Right now, research findings need only be true in white people to become the new paradigm that applies to all people. A drug only has to work in white people in order to get approved, and then prescribed to people of all races. That’s rationing on the basis of race, and in my opinion it stinks worse, because it is not just frustrating and sad, it is also unjust.
The pervasive failure to examine race effects in research, and the failure to prioritize the investigation of race effects in health, is a research-specific manifestation of colorblind racism. Researchers who take the Misguided Approach aren’t intentionally setting out to commit discrimination. They’d probably be the first to tell you that using an all-white population is wrong–after all, they’re working with data on studies that actually recruited a racially diverse sample.
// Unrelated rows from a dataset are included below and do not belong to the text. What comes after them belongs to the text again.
PR #3530, opened 2024-06-14
sync up with latest wasi-nn spec

lum1n0us:


lum1n0us:
@tonibofarull please take a look and leave your comments. Thanks ☕ 🍺

core/iwasm/libraries/wasi-nn/include/wasi_nn_types.h
```diff
@@ -48,8 +59,10 @@ typedef struct {
     uint32_t size;
 } tensor_dimensions;
 
+// sync up with
+// https://github.com/WebAssembly/wasi-nn/blob/main/wit/wasi-nn.wit#L27
 // The type of the elements in a tensor.
-typedef enum { fp16 = 0, fp32, up8, ip32 } tensor_type;
+typedef enum { fp16 = 0, fp32, fp64, bf16, u8, i32, i64 } tensor_type;
```
tonibofarull, line 65: I know that it is not a decision from your side, but this is a breaking change. How can we inform the users? Maybe we can add it in the README.

core/iwasm/libraries/wasi-nn/src/wasi_nn.c
```diff
@@ -308,15 +327,17 @@ wasi_nn_compute(wasm_exec_env_t exec_env, graph_execution_context ctx)
...
+
     WASINNContext *wasi_nn_ctx = wasm_runtime_get_wasi_nn_ctx(instance);
 
     wasi_nn_error res;
     if (success != (res = is_model_initialized(wasi_nn_ctx)))
         return res;
 
-    res = lookup[wasi_nn_ctx->current_encoding].compute(
-        wasi_nn_ctx->backend_ctx, ctx);
+    res = lookup.compute(wasi_nn_ctx->backend_ctx, ctx);
```
tonibofarull, line 340: All calls to lookup should be checked, right?

```suggestion
    if (lookup.compute) 
      res = lookup.compute(wasi_nn_ctx->backend_ctx, ctx);
    else
      NN_ERR_PRINTF("Backend not loaded.");
```

core/iwasm/libraries/wasi-nn/include/wasi_nn_types.h
lum1n0us: May I ask which part is *the breaking change*, `up8` -> `u8`? Or the whole PR?

core/iwasm/libraries/wasi-nn/src/wasi_nn.c
lum1n0us: Of course. Totally agree.

core/iwasm/libraries/wasi-nn/include/wasi_nn_types.h
tonibofarull: A WASM built before with tensor type `up8` now it will be interpreted as `fp64`. This is a breaking change from wasi-nn, but we might want to inform user to recompile.

tonibofarull (approved):

core/iwasm/libraries/wasi-nn/include/wasi_nn_types.h
lum1n0us: How about 

```
typedef enum { fp16 = 0, fp32, fp64, bf16, u8, i32, i64 } tensor_type;
#else
typedef enum { fp16 = 0, fp32, up8, ip32 } tensor_type;
#endif 
```

I assume people only tend to chase the latest wasi-nn spec when using `-DWASM_ENABLE_WASI_EPHEMERAL_NN=1`

tonibofarull: Makes sense to me! Can we add this decision in the README? :bow:

lum1n0us: Sure.

wenyongh (commented):
LGTM

Issue #4288, opened 2025-05-22
distribute headers for our extensions for wasm module developers


yamt:
we have a few things which define the abi/api for wasm modules.
including:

But choosing an analytic approach that fails to “see” race produces research that still leaves people of color underserved.
So, here is your action plan when evaluating human subjects research:
- What is the proportion of men and women, or whites and non-whites? Did they classify race and/or ethnicity in a useful way?
- Did the investigators look for evidence that the effect they are studying is different in men and women, or different in whites and non-whites? If you see a sentence that says something like “there was no evidence of effect modification by race,” that means that they looked, and it turned out the effect really was the same regardless of race. In which case controlling/adjusting for race is Astute. If they forgot to check that assumption, it is Misguided.
- Are women of color being lumped in with men of color or with white women?
Go forth and critique. This is one area of social justice with a comparatively simple solution. Let’s demand it.